Assigned task →
Write out all of the lines below, exactly and completely.

- - - - - - -

PR #3868, opened 2022-06-04
Datetime Registrations Button Issue

hoseinrafiei:
Fixed an issue on not displaying datetime registrations button on Registrations -> Overview tab.
Related PR: https://github.com/eventespresso/event-espresso-core/pull/3808

PR #3875, opened 2022-06-07
Fix Registrations CSV Report Filters

tn3rb:
In https://github.com/eventespresso/event-espresso-core/pull/3868 a bunch of work was done to reconfigure how the Registration CSV Reports worked, and amidst the flurry of changes, the ability to apply the reg list filters was lost. 
I missed that in my code reviews and it was also overlooked during testing.

This PR:

- extracts the logic for setting the CSV filter params for the csv reg report into a new class
- removes ALL of the various button labels for different CSV report buttons in favour of one single button
- adds an info notice after the reg CSV button so that people are aware that the functionality for all buttons has been combined
- reinstates the application of the filter query params to the CSV report if present

Screenshot 2022-06-07 134355

### DIFF
--- a/admin_pages/registrations/EE_Registrations_List_Table.class.php
+++ b/admin_pages/registrations/EE_Registrations_List_Table.class.php
@@ -1,5 +1,6 @@
 <?php
 
+use EventEspresso\core\domain\services\admin\registrations\list_table\csv_reports\RegistrationsCsvReportParams;
 use EventEspresso\core\exceptions\EntityNotFoundException;
 use EventEspresso\core\exceptions\InvalidDataTypeException;
 use EventEspresso\core\exceptions\InvalidInterfaceException;
@@ -87,8 +88,11 @@ class EE_Registrations_List_Table extends EE_Admin_List_Table
         $ID_column_name      .= ' : <span class="show-on-mobile-view-only" style="float:none">';
         $ID_column_name      .= esc_html__('Registrant Name', 'event_espresso');
         $ID_column_name      .= '</span> ';
-        $req_data            = $this->_admin_page->get_request_data();
-        if (isset($req_data['event_id'])) {
+
+        $EVT_ID = $this->_req_data['event_id'] ?? 0;
+        $DTT_ID = $this->_req_data['DTT_ID'] ?? 0;
+
+        if ($EVT_ID) {
             $this->_columns        = [
                 'cb'               => '<input type="checkbox" />', // Render a checkbox instead of text
                 '_REG_ID'          => $ID_column_name,
@@ -101,19 +105,6 @@ class EE_Registrations_List_Table extends EE_Admin_List_Table
                 'TXN_paid'         => esc_html__('Paid', 'event_espresso'),
                 'actions'          => esc_html__('Actions', 'event_espresso'),
             ];
-            $route_details = [
-                'route'         => 'registrations_report',
-                'extra_request' => [
-                    'EVT_ID'     => $this->_req_data['event_id'],
-                    'return_url' => $return_url,
-                ]
-            ];
-            if (isset($req_data['datetime_id']) && $req_data['datetime_id']) {
-                $route_details['extra_request']['DTT_ID'] = $req_data['datetime_id'];
-                $this->_bottom_buttons['report_datetime'] = $route_details;
-            } else {
-                $this->_bottom_buttons['report'] = $route_details;
-            }
         } else {
             $this->_columns        = [
                 'cb'               => '<input type="checkbox" />', // Render a checkbox instead of text
@@ -126,15 +117,13 @@ class EE_Registrations_List_Table extends EE_Admin_List_Table
                 '_REG_paid'        => esc_html__('Paid', 'event_espresso'),
                 'actions'          => esc_html__('Actions', 'event_espresso'),
             ];
-            $this->_bottom_buttons = [
-                'report_all' => [
-                    'route'         => 'registrations_report',
-                    'extra_request' => [
-                        'return_url' => $return_url,
-                    ],
-                ],
-            ];
         }
+
+        $csv_report = RegistrationsCsvReportParams::getRequestParams($return_url, $this->_req_data, $EVT_ID, $DTT_ID);
+        if (! empty($csv_report)) {
+            $this->_bottom_buttons['csv_reg_report'] = $csv_report;
+        }
+
         $this->_primary_column   = '_REG_ID';
         $this->_sortable_columns = [
             '_REG_date'     => ['_REG_date' => true],   // true means its already sorted
--- a/admin_pages/registrations/EE_Registrations_List_Table.class.php
+++ b/admin_pages/registrations/EE_Registrations_List_Table.class.php
@@ -89,8 +89,8 @@ class EE_Registrations_List_Table extends EE_Admin_List_Table
         $ID_column_name      .= esc_html__('Registrant Name', 'event_espresso');
         $ID_column_name      .= '</span> ';
 
-        $EVT_ID = $this->_req_data['event_id'] ?? 0;
-        $DTT_ID = $this->_req_data['DTT_ID'] ?? 0;
+        $EVT_ID = isset($this->_req_data['event_id']) ? $this->_req_data['event_id'] : 0;
+        $DTT_ID = isset($this->_req_data['DTT_ID']) ? $this->_req_data['DTT_ID'] : 0;
 
         if ($EVT_ID) {
             $this->_columns        = [
@@ -219,6 +219,8 @@ class EE_Registrations_List_Table extends EE_Admin_List_Table
      *    _get_table_filters
      *
      * @return array
+     * @throws EE_Error
+     * @throws ReflectionException
      */
     protected function _get_table_filters()
     {
--- a/admin_pages/registrations/Registrations_Admin_Page.core.php
+++ b/admin_pages/registrations/Registrations_Admin_Page.core.php
@@ -8,6 +8,7 @@ use EventEspresso\core\exceptions\InvalidFormSubmissionException;
 use EventEspresso\core\exceptions\InvalidInterfaceException;
 use EventEspresso\core\domain\services\attendee\forms\AttendeeContactDetailsMetaboxFormHandler;
 use EventEspresso\core\services\request\CurrentPage;
+use EventEspresso\core\services\request\DataType;
 use EventEspresso\core\services\request\sanitizers\AllowedTags;
 
 /**
@@ -256,7 +257,7 @@ class Registrations_Admin_Page extends EE_Admin_Page_CPT
         $ATT_ID             = $this->request->getRequestParam('post', $ATT_ID, 'int');
         $this->_page_routes = [
             'default'                             => [
-                'func'       => '_registrations_overview_list_table',
+                'func'       => [$this, '_registrations_overview_list_table'],
                 'capability' => 'ee_read_registrations',
             ],
             'view_registration'                   => [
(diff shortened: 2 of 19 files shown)


joaovictorangeline (changes requested):
@tn3rb I have tested the CSV Report and found issues.

**1st scenario:**
Event Espresso > Registrations > Registrations CSV Report is coming with the Event ID and empty fields
CleanShot 2022-06-07 at 11 03 27@2x
CleanShot 2022-06-07 at 11 03 48@2x

**2sd scenario**
Event Espresso > Registrations > Select one attendee 
CleanShot 2022-06-07 at 11 04 36@2x
It's giving the same CSV report as the first test.

Both scenarios are reproducible only through Event Espresso > Registrations (Not from Events > EVENT X > Registrations).

**3rd scenario**
Event Espresso > Check-in tab > Select ONE user > CSV Report
CleanShot 2022-06-07 at 11 06 53@2x
It should include just one user that I filtered (Joao and not both).
The same behavior when we export the report from Events > EVENT X > Registrations.

Let me know if a loom is necessary.

tn3rb:
### Issue 1
I'll have to look into that. I thought my tests were returning attendee data, but that may have broken and I didn't notice

### Issue 2
The checkboxes are for the bulk actions and do not affect the CSV report

### Issue 3
not sure what you mean by "Select ONE user" but if that means using the check boxes in the first column, then that's a non-issue as those are for the bulk actions and not the CSV report

joaovictorangeline:
> ### Issue 1
> I'll have to look into that. I thought my tests were returning attendee data, but that may have broken and I didn't notice
> 
> ### Issue 2
> The checkboxes are for the bulk actions and do not affect the CSV report
> 
> ### Issue 3
> not sure what you mean by "Select ONE user" but if that means using the check boxes in the first column, then that's a non-issue as those are for the bulk actions and not the CSV report

I thought we were able to select each user and create a report including the selected ones. And Regarding the filters, it's not working, I filtered the Event Date by Today
CleanShot 2022-06-07 at 11 19 31@2x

- - - - - - -

Answer box →
PR #3868, opened 2022-06-04
Datetime Registrations Button Issue

hoseinrafiei:
Fixed an issue on not displaying datetime registrations button on Registrations -> Overview tab.
Related PR: https://github.com/eventespresso/event-espresso-core/pull/3808

PR #3875, opened 2022-06-07
Fix Registrations CSV Report Filters

tn3rb:
In https://github.com/eventespresso/event-espresso-core/pull/3868 a bunch of work was done to reconfigure how the Registration CSV Reports worked, and amidst the flurry of changes, the ability to apply the reg list filters was lost. 
I missed that in my code reviews and it was also overlooked during testing.

This PR:

- extracts the logic for setting the CSV filter params for the csv reg report into a new class
- removes ALL of the various button labels for different CSV report buttons in favour of one single button
- adds an info notice after the reg CSV button so that people are aware that the functionality for all buttons has been combined
- reinstates the application of the filter query params to the CSV report if present

Screenshot 2022-06-07 134355

### DIFF
--- a/admin_pages/registrations/EE_Registrations_List_Table.class.php
+++ b/admin_pages/registrations/EE_Registrations_List_Table.class.php
@@ -1,5 +1,6 @@
 <?php
 
+use EventEspresso\core\domain\services\admin\registrations\list_table\csv_reports\RegistrationsCsvReportParams;
 use EventEspresso\core\exceptions\EntityNotFoundException;
 use EventEspresso\core\exceptions\InvalidDataTypeException;
 use EventEspresso\core\exceptions\InvalidInterfaceException;
@@ -87,8 +88,11 @@ class EE_Registrations_List_Table extends EE_Admin_List_Table
         $ID_column_name      .= ' : <span class="show-on-mobile-view-only" style="float:none">';
         $ID_column_name      .= esc_html__('Registrant Name', 'event_espresso');
         $ID_column_name      .= '</span> ';
-        $req_data            = $this->_admin_page->get_request_data();
-        if (isset($req_data['event_id'])) {
+
+        $EVT_ID = $this->_req_data['event_id'] ?? 0;
+        $DTT_ID = $this->_req_data['DTT_ID'] ?? 0;
+
+        if ($EVT_ID) {
             $this->_columns        = [
                 'cb'               => '<input type="checkbox" />', // Render a checkbox instead of text
                 '_REG_ID'          => $ID_column_name,
@@ -101,19 +105,6 @@ class EE_Registrations_List_Table extends EE_Admin_List_Table
                 'TXN_paid'         => esc_html__('Paid', 'event_espresso'),
                 'actions'          => esc_html__('Actions', 'event_espresso'),
             ];
-            $route_details = [
-                'route'         => 'registrations_report',
-                'extra_request' => [
-                    'EVT_ID'     => $this->_req_data['event_id'],
-                    'return_url' => $return_url,
-                ]
-            ];
-            if (isset($req_data['datetime_id']) && $req_data['datetime_id']) {
-                $route_details['extra_request']['DTT_ID'] = $req_data['datetime_id'];
-                $this->_bottom_buttons['report_datetime'] = $route_details;
-            } else {
-                $this->_bottom_buttons['report'] = $route_details;
-            }
         } else {
             $this->_columns        = [
                 'cb'               => '<input type="checkbox" />', // Render a checkbox instead of text
@@ -126,15 +117,13 @@ class EE_Registrations_List_Table extends EE_Admin_List_Table
                 '_REG_paid'        => esc_html__('Paid', 'event_espresso'),
                 'actions'          => esc_html__('Actions', 'event_espresso'),
             ];
-            $this->_bottom_buttons = [
-                'report_all' => [
-                    'route'         => 'registrations_report',
-                    'extra_request' => [
-                        'return_url' => $return_url,
-                    ],
-                ],
-            ];
         }
+
+        $csv_report = RegistrationsCsvReportParams::getRequestParams($return_url, $this->_req_data, $EVT_ID, $DTT_ID);
+        if (! empty($csv_report)) {
+            $this->_bottom_buttons['csv_reg_report'] = $csv_report;
+        }
+
         $this->_primary_column   = '_REG_ID';
         $this->_sortable_columns = [
             '_REG_date'     => ['_REG_date' => true],   // true means its already sorted
--- a/admin_pages/registrations/EE_Registrations_List_Table.class.php
+++ b/admin_pages/registrations/EE_Registrations_List_Table.class.php
@@ -89,8 +89,8 @@ class EE_Registrations_List_Table extends EE_Admin_List_Table
         $ID_column_name      .= esc_html__('Registrant Name', 'event_espresso');
         $ID_column_name      .= '</span> ';
 
-        $EVT_ID = $this->_req_data['event_id'] ?? 0;
-        $DTT_ID = $this->_req_data['DTT_ID'] ?? 0;
+        $EVT_ID = isset($this->_req_data['event_id']) ? $this->_req_data['event_id'] : 0;
+        $DTT_ID = isset($this->_req_data['DTT_ID']) ? $this->_req_data['DTT_ID'] : 0;
 
         if ($EVT_ID) {
             $this->_columns        = [
@@ -219,6 +219,8 @@ class EE_Registrations_List_Table extends EE_Admin_List_Table
      *    _get_table_filters
      *
      * @return array
+     * @throws EE_Error
+     * @throws ReflectionException
      */
     protected function _get_table_filters()
     {
--- a/admin_pages/registrations/Registrations_Admin_Page.core.php
+++ b/admin_pages/registrations/Registrations_Admin_Page.core.php
@@ -8,6 +8,7 @@ use EventEspresso\core\exceptions\InvalidFormSubmissionException;
 use EventEspresso\core\exceptions\InvalidInterfaceException;
 use EventEspresso\core\domain\services\attendee\forms\AttendeeContactDetailsMetaboxFormHandler;
 use EventEspresso\core\services\request\CurrentPage;
+use EventEspresso\core\services\request\DataType;
 use EventEspresso\core\services\request\sanitizers\AllowedTags;
 
 /**
@@ -256,7 +257,7 @@ class Registrations_Admin_Page extends EE_Admin_Page_CPT
         $ATT_ID             = $this->request->getRequestParam('post', $ATT_ID, 'int');
         $this->_page_routes = [
             'default'                             => [
-                'func'       => '_registrations_overview_list_table',
+                'func'       => [$this, '_registrations_overview_list_table'],
                 'capability' => 'ee_read_registrations',
             ],
             'view_registration'                   => [
(diff shortened: 2 of 19 files shown)


joaovictorangeline (changes requested):
@tn3rb I have tested the CSV Report and found issues.

**1st scenario:**
Event Espresso > Registrations > Registrations CSV Report is coming with the Event ID and empty fields
CleanShot 2022-06-07 at 11 03 27@2x
CleanShot 2022-06-07 at 11 03 48@2x

**2sd scenario**
Event Espresso > Registrations > Select one attendee 
CleanShot 2022-06-07 at 11 04 36@2x
It's giving the same CSV report as the first test.

Both scenarios are reproducible only through Event Espresso > Registrations (Not from Events > EVENT X > Registrations).

**3rd scenario**
Event Espresso > Check-in tab > Select ONE user > CSV Report
CleanShot 2022-06-07 at 11 06 53@2x
It should include just one user that I filtered (Joao and not both).
The same behavior when we export the report from Events > EVENT X > Registrations.

Let me know if a loom is necessary.

tn3rb:
### Issue 1
I'll have to look into that. I thought my tests were returning attendee data, but that may have broken and I didn't notice

### Issue 2
The checkboxes are for the bulk actions and do not affect the CSV report

### Issue 3
not sure what you mean by "Select ONE user" but if that means using the check boxes in the first column, then that's a non-issue as those are for the bulk actions and not the CSV report

joaovictorangeline:
> ### Issue 1
> I'll have to look into that. I thought my tests were returning attendee data, but that may have broken and I didn't notice
> 
> ### Issue 2
> The checkboxes are for the bulk actions and do not affect the CSV report
> 
> ### Issue 3
> not sure what you mean by "Select ONE user" but if that means using the check boxes in the first column, then that's a non-issue as those are for the bulk actions and not the CSV report

I thought we were able to select each user and create a report including the selected ones. And Regarding the filters, it's not working, I filtered the Event Date by Today
CleanShot 2022-06-07 at 11 19 31@2x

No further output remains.